Dataset records
►
PR #6056, opened 2023-05-05
Use correct instance name in script

YurivanRuler:
The old audit instance must be removed from the ServiceControl (Primary) instance.


mikeminutillo (approved):

mikeminutillo:
Thanks for the fix @YurivanRuler! We appreciate it.

PR #6072, opened 2023-05-24
Do not delete ServiceControl indexes folder

ramonsmits:
Removed guidance on deleting indexes folder whch will now break SC instance that use the RavenDB 5 storage engine.

### DIFF
--- a/servicecontrol/troubleshooting.md
+++ b/servicecontrol/troubleshooting.md
@@ -186,12 +186,7 @@ To resolve these errors, the affected indexes must be rebuilt:
 - In RavenDB Management Studio, navigate to the Indexes view
 - [Reset the relevant index(es)](https://ravendb.net/docs/article-page/3.5/csharp/server/administration/index-administration)
 
-If many indexes are affected it may be easier to rebuild all indexes, although this can take a very long time if the database is large, and it will use a lot of CPU and storage IO capacity:
-
-- Stop the ServiceControl (audit or error) instance
-- Navigate to the [database folder](configure-ravendb-location.md) on disk
-- Delete the `Indexes` folder
-- Start the ServiceControl instance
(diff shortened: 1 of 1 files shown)


servicecontrol/troubleshooting.md
```diff
@@ -186,12 +186,7 @@ To resolve these errors, the affected indexes must be rebuilt:
 - In RavenDB Management Studio, navigate to the Indexes view
 - [Reset the relevant index(es)](https://ravendb.net/docs/article-page/3.5/csharp/server/administration/index-administration)
 
-If many indexes are affected it may be easier to rebuild all indexes, although this can take a very long time if the database is large, and it will use a lot of CPU and storage IO capacity:
-
-- Stop the ServiceControl (audit or error) instance
-- Navigate to the [database folder](configure-ravendb-location.md) on disk
-- Delete the `Indexes` folder
-- Start the ServiceControl instance
+WARNING: In the past a quick remedy was to purge the contents of the Indexes folder. This guidance no longer applies to since version ServiceControl 4.26.0
```
mauroservienti, line 189:
```suggestion
WARNING: In the past, a quick remedy was to purge the content of the `Indexes` folder. This guidance no longer applies since version 4.26.0 of ServiceControl.
```

mauroservienti:
Isn't it better to keep the old guidance in place and recommend it if the persister is RavenDB 3.5?

ramonsmits:
> Isn't it better to keep the old guidance in place and recommend it if the persister is RavenDB 3.5?

Not against still showing it but I want to avoid customer still accidentally using it.

ramonsmits:
Also, as mentioned I tested deleting the Indexes folder and SC audit instance happily recreated the indexes as I shown during our call so the guidance is still valid. 

Closing as I thought this would resolve some INDEX DOES NOT EXISTS errors where it seems I made the incorrect assumption that the cause was this guidance.

PR #6077, opened 2023-05-30
TransactionalSession - Use resource filter instead of middleware

danielmarbach:


samples/transactional-session/aspnetcore-webapi/SqlPersistenceTS_6/WebApplication/Program.cs
```diff
@@ -48,33 +49,56 @@ public static void Main()
...
             {
-                // Configure Entity Framework to attach to the synchronized storage session
+                // Configure Entity Framework to attach to the synchronized storage session when required
                 c.AddScoped(b =>
                 {
-                    var session = b.GetRequiredService<ISqlStorageSession>();
-                    var context = new MyDataContext(new DbContextOptionsBuilder<MyDataContext>()
-                        .UseSqlServer(session.Connection)
-                        .Options);
+                    var requiresSessionIntegration = true;
```
SzymonPobiega, line 55: Why do we need to assume `false`? Is it for the cases where `contextAccessor.HttpContext == null` ?

samples/transactional-session/aspnetcore-webapi/SqlPersistenceTS_6/WebApplication/SendMessageController.cs
```diff
@@ -18,6 +21,7 @@ public SendMessageController(ITransactionalSession messageSession, MyDataContext
 
     #region txsession-controller
     [HttpGet]
+    [RequiresTransactionalSession]
     public async Task<string> Get()
```
tmasternak, line 25:
```suggestion
    public async Task<string> Get(ITransactionalSession messageSession)
```

How about we remove the constructor injection for `ITransactionalSession` (and the class filed) and add it explicitly as a parameter to the action?

This might be a better way to show that `ITransactionalSession` is usable only in actions with proper attribute applied.

danielmarbach: @tmasternak it could be. I left it as is because with the changes, I added in place the context will automatically be switched over to the non-managed connection and the transactional session is in an unusable state but since it is not used everything will just work. I felt like leaving it like that is probably more representative of how messy certain types of controllers are in the wild in terms of what is used where. Thoughts?

samples/transactional-session/aspnetcore-webapi/SqlPersistenceTS_6/WebApplication/Program.cs
danielmarbach: When the http context is null we are in the handler pipeline for the incoming message (control message and others).

samples/transactional-session/aspnetcore-webapi/SqlPersistenceTS_6/WebApplication/SendMessageController.cs
tmasternak: > I felt like leaving it like that is probably more representative of how messy certain types of controllers are in the wild in terms of what is used where

Makes sense to me.

danielmarbach: @tmasternak I reflected about this again and went with your suggestion. Everything gets way cleaner and I think it is OK to be opinionated in the sample.

PR #6126, opened 2023-07-09
Weekly docs review

soujay:


DavidBoike:
Why do you need to add NonDurable persistence to those snippets in the first place?

DavidBoike:
To be more specific, it's failing because NonDurablePersistence was extracted to a different package in NServiceBus 8. But the snippets seem perfectly suitable without that addition.

soujay:
@DavidBoike 
> Why do you need to add NonDurable persistence to those snippets in the first place?

The other version 7.x had a snippet for InMemoryPersistence and hence I thought we could provide a similar one for 8.x.

I can remove them

PR #6127, opened 2023-07-10
Clarify wording around the use of SemVer

udidahan:
As we have a section immediately under this called "Interpretations/deviations from SemVer".

### DIFF
--- a/nservicebus/upgrades/release-policy.md
+++ b/nservicebus/upgrades/release-policy.md
@@ -14,7 +14,7 @@ While this may result in a large number of releases, only a small fraction usual
 
 ## Semantic versioning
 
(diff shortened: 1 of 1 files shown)


lailabougria (commented):
Shouldn't this also be updated to reflect the degrees of impact?
We may not follow SemVer for changes to internal seams for example (transport/persistence) based on those guidelines either.

udidahan:
Maybe we can merge this as-is and raise a different PR for the bigger changes we're discussing?

mauroservienti (approved):

lailabougria:
From @mauroservienti  and me, we're not really fond of the ambiguity this statement introduced, even though there's a subsection about deviations. Having the statement "generally" there might make users question when we do or don't, even beyond the subsections of how we deviate. But we won't oppose the change either.

PR #6174, opened 2023-08-06
add new sample for serializer converter when using System.Text.Json

soujay:
This PR is a sample that shows the workaround for the issue https://github.com/Particular/NServiceBus/issues/6804


samples/databus/blob-storage-databus-custom-serializer-converter/sample.md
```diff
@@ -0,0 +1,94 @@
+---
+title: Azure Blob Storage DataBus using converter for SystemJsonSerializer
+summary: Sending large attachments with NServiceBus via Azure blob storage using custom converter for SystemJsonSerializer
+component: ABSDataBus
+reviewed: 2023-08-05
+related:
+- nservicebus/messaging/databus
+- samples/databus/blob-storage-databus-cleanup-function
+---
+This sample shows how to send large attachments with NServiceBus via Azure blob storage using custom converter for SystemJsonSerializer
```
boblangley, line 10: The sample shows how to use a custom converter, but doesn't explain why it is necessary.

Also, the custom converter isn't unique to Azure, ASB, or Azure Blog Storage. Perhaps the sample should be in the general DataBus samples?

SeanFeldman: I'm wondering if this should be a sample at all or if it should be baked into `SystemJsonSerializer`.
Every customer using `SystemJsonSerializer` will risk encountering this issue when/if they use databus with large messages, using `DataBusProperty`.

soujay: @boblangley 

> The sample shows how to use a custom converter, but doesn't explain why it is necessary.

Although it was briefly mentioned later in the document in the section "Custom SystemJsonSerializer Converter", I see value in moving it to the beginning of the sample.


> Also, the custom converter isn't unique to Azure, ASB, or Azure Blog Storage. Perhaps the sample should be in the general DataBus samples and use Learning Transport / File DataBus?

I just happened to pick ASB to show this converter. But I agree that it is better keeping it simple and using general Learning Transport / File DataBus.

soujay: @SeanFeldman 
> I'm wondering if this should be a sample at all or if it should be baked into `SystemJsonSerializer`. Every customer using `SystemJsonSerializer` will risk encountering this issue when/if they use databus with large messages, using `DataBusProperty`.

We already have an issue around this. As a first step, I have created this sample and once merged, I will also update the https://docs.particular.net/nservicebus/serialization/system-json with a note to this effect

SeanFeldman: Introducing a workaround and replacing it isn't trivial for many places. And it ends up being a workaround that stays long after a fix has been implemented. The issue linked to has no links to any PR in progress so it's not clear wherever the bug will be worked on or not.

My client already has a custom serializer from v7 and the hope was to get rid of it when moving to NSB 8. Some places can't swap out workarounds swiftly and tend to stay with those for a long time, till the next round of updates is scheduled.

samples/databus/file-share-databus-custom-serializer-converter/sample.md
```diff
@@ -0,0 +1,89 @@
+---
+title: File Share Data Bus using converter for SystemJsonSerializer
```
boblangley, line 2:
```suggestion
title: Using databus with the SystemJsonSerializer message serializer
```

I would change the title (and menu item / summary) to something like this

boblangley (approved):

samples/databus/blob-storage-databus-custom-serializer-converter/sample.md
soujay: @SeanFeldman  - I understand that this is only a workaround until the actual bug is addressed and released. The [issue ](https://github.com/Particular/NServiceBus/issues/6804) has been queued and will be worked on as per our process. Please subscribe to the issue so that you can get notified of the latest updates.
◄
What you return must be an exact retyping of the lines above starting at the line with "Although it was" and ending at the line with "We already have", and nothing besides.

Although it was briefly mentioned later in the document in the section "Custom SystemJsonSerializer Converter", I see value in moving it to the beginning of the sample.


> Also, the custom converter isn't unique to Azure, ASB, or Azure Blog Storage. Perhaps the sample should be in the general DataBus samples and use Learning Transport / File DataBus?

I just happened to pick ASB to show this converter. But I agree that it is better keeping it simple and using general Learning Transport / File DataBus.

soujay: @SeanFeldman 
> I'm wondering if this should be a sample at all or if it should be baked into `SystemJsonSerializer`. Every customer using `SystemJsonSerializer` will risk encountering this issue when/if they use databus with large messages, using `DataBusProperty`.

We already have an issue around this. As a first step, I have created this sample and once merged, I will also update the https://docs.particular.net/nservicebus/serialization/system-json with a note to this effect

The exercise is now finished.